- [What you should do] Return all the entries. Match them word for word.

- [Records shown]

PR #14, opened 2021-11-16
Smarter reconnect behaviour for MLLP.Sender

starbelly:
This PR intends to add "smarter" reconnect behavior for MLLP.Sender. Specifically, as it stands today whenever there is an error on  send or recv  we simply attempt to reconnect. One problem as a result of the current behavior is multiple  connections will be established (i.e., the current socket is  still open, but we end up opening another one in the case of a server that multiplexes). 

This PR also aims to provide better error messages to the caller as well.


lib/mllp/sender.ex
```diff
@@ -236,8 +236,7 @@ defmodule MLLP.Sender do
         message
       end
 
-    state.tcp.send(state.socket, payload)
-    |> case do
+    case state.tcp.send(state.socket, payload) do
```
starbelly, line 237: Nit fix :) Can revert if not desired. There's a few of these, but will only comment here.

lib/mllp/sender.ex
```diff
@@ -293,54 +275,78 @@ defmodule MLLP.Sender do
...
+        handle_send_error(state, reason)
     end
   end
 
-  def handle_info({:tcp_closed, _socket}, state) do
-    telemetry(:status, %{status: :disconnected, error: :tcp_closed}, state)
-    {:noreply, maintain_reconnect_timer(state)}
+  def handle_info(:connect_timeout, state) do
+    new_state =
+      case Process.info(state.socket) do
```
starbelly: This is defensive and generally goes against the erlang way ™️ , however, being defensive here might serve us well. I also need to double check that this method of checking if the socket still  exists is  reliable. Further, per  other changes, this might not be needed.

lib/mllp/sender.ex
```diff
@@ -293,54 +275,78 @@ defmodule MLLP.Sender do
...
+
+        _ ->
+          state
+      end
+
+    reply = {:error, :send_message_failure}
+    {:reply, reply, new_state}
   end
 
-  def handle_info({:tcp_error, _, reason}, state) do
```
starbelly, line 322: Siince we set `{:active, false}` this will should be called.

lib/mllp/sender.ex
```diff
@@ -293,54 +275,78 @@ defmodule MLLP.Sender do
...
-        )
-
-        new_state = maintain_reconnect_timer(state)
-        reply = {:error, :send_message_failure}
-        {:reply, reply, new_state}
+        handle_send_error(state, reason)
     end
   end
 
-  def handle_info({:tcp_closed, _socket}, state) do
```
starbelly, line 317: Since  we set `{:active, false}` this should never be called.

lib/mllp/sender.ex
```diff
@@ -293,54 +275,78 @@ defmodule MLLP.Sender do
...
-  def handle_info({:tcp_error, _, reason}, state) do
-    telemetry(:status, %{status: :disconnected, error: :tcp_error, context: reason}, state)
-    {:stop, reason, state}
+  def terminate(reason, state) do
+    Logger.error("Sender socket terminated. Reason: #{inspect(reason)} State: %{inspect state}")
+    stop_connection(state, reason, "process terminated")
   end
 
-  def handle_info(:timeout, state) do
+  @should_reconnect_errors [:closed, :enotconn, :econnreset, :enetreset, :ehostdown]
```
starbelly: Here's the cases where we should attempt to reconnect IMO, but we should go over all possible  errors a  few time. Please refer to : https://www.erlang.org/doc/man/inet.html#type-posix

lib/mllp/sender.ex
```diff
@@ -293,54 +275,78 @@ defmodule MLLP.Sender do
...
+      %{status: :disconnected, error: error, context: "send message failure"},
       state
     )
 
-    new_state =
-      %State{state | pending_reconnect: nil}
-      |> attempt_connection()
+    new_state = maintain_reconnect_timer(state)
+    reply = {:error, {:send_message_failure, error}}
+    {:reply, reply, new_state}
```
starbelly, line 328: I don't like having the reply tuple in these functions, it was  just a way to start. I also found returning the gen_tcp error is very useful. It was  hard to tell in usagee what I ended up with message failures when eyeballing the console.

- [Your response]
PR #14, opened 2021-11-16
Smarter reconnect behaviour for MLLP.Sender

starbelly:
This PR intends to add "smarter" reconnect behavior for MLLP.Sender. Specifically, as it stands today whenever there is an error on  send or recv  we simply attempt to reconnect. One problem as a result of the current behavior is multiple  connections will be established (i.e., the current socket is  still open, but we end up opening another one in the case of a server that multiplexes). 

This PR also aims to provide better error messages to the caller as well.


lib/mllp/sender.ex
```diff
@@ -236,8 +236,7 @@ defmodule MLLP.Sender do
         message
       end
 
-    state.tcp.send(state.socket, payload)
-    |> case do
+    case state.tcp.send(state.socket, payload) do
```
starbelly, line 237: Nit fix :) Can revert if not desired. There's a few of these, but will only comment here.

lib/mllp/sender.ex
```diff
@@ -293,54 +275,78 @@ defmodule MLLP.Sender do
...
+        handle_send_error(state, reason)
     end
   end
 
-  def handle_info({:tcp_closed, _socket}, state) do
-    telemetry(:status, %{status: :disconnected, error: :tcp_closed}, state)
-    {:noreply, maintain_reconnect_timer(state)}
+  def handle_info(:connect_timeout, state) do
+    new_state =
+      case Process.info(state.socket) do
```
starbelly: This is defensive and generally goes against the erlang way ™️ , however, being defensive here might serve us well. I also need to double check that this method of checking if the socket still  exists is  reliable. Further, per  other changes, this might not be needed.

lib/mllp/sender.ex
```diff
@@ -293,54 +275,78 @@ defmodule MLLP.Sender do
...
+
+        _ ->
+          state
+      end
+
+    reply = {:error, :send_message_failure}
+    {:reply, reply, new_state}
   end
 
-  def handle_info({:tcp_error, _, reason}, state) do
```
starbelly, line 322: Siince we set `{:active, false}` this will should be called.

lib/mllp/sender.ex
```diff
@@ -293,54 +275,78 @@ defmodule MLLP.Sender do
...
-        )
-
-        new_state = maintain_reconnect_timer(state)
-        reply = {:error, :send_message_failure}
-        {:reply, reply, new_state}
+        handle_send_error(state, reason)
     end
   end
 
-  def handle_info({:tcp_closed, _socket}, state) do
```
starbelly, line 317: Since  we set `{:active, false}` this should never be called.

lib/mllp/sender.ex
```diff
@@ -293,54 +275,78 @@ defmodule MLLP.Sender do
...
-  def handle_info({:tcp_error, _, reason}, state) do
-    telemetry(:status, %{status: :disconnected, error: :tcp_error, context: reason}, state)
-    {:stop, reason, state}
+  def terminate(reason, state) do
+    Logger.error("Sender socket terminated. Reason: #{inspect(reason)} State: %{inspect state}")
+    stop_connection(state, reason, "process terminated")
   end
 
-  def handle_info(:timeout, state) do
+  @should_reconnect_errors [:closed, :enotconn, :econnreset, :enetreset, :ehostdown]
```
starbelly: Here's the cases where we should attempt to reconnect IMO, but we should go over all possible  errors a  few time. Please refer to : https://www.erlang.org/doc/man/inet.html#type-posix

lib/mllp/sender.ex
```diff
@@ -293,54 +275,78 @@ defmodule MLLP.Sender do
...
+      %{status: :disconnected, error: error, context: "send message failure"},
       state
     )
 
-    new_state =
-      %State{state | pending_reconnect: nil}
-      |> attempt_connection()
+    new_state = maintain_reconnect_timer(state)
+    reply = {:error, {:send_message_failure, error}}
+    {:reply, reply, new_state}
```
starbelly, line 328: I don't like having the reply tuple in these functions, it was  just a way to start. I also found returning the gen_tcp error is very useful. It was  hard to tell in usagee what I ended up with message failures when eyeballing the console.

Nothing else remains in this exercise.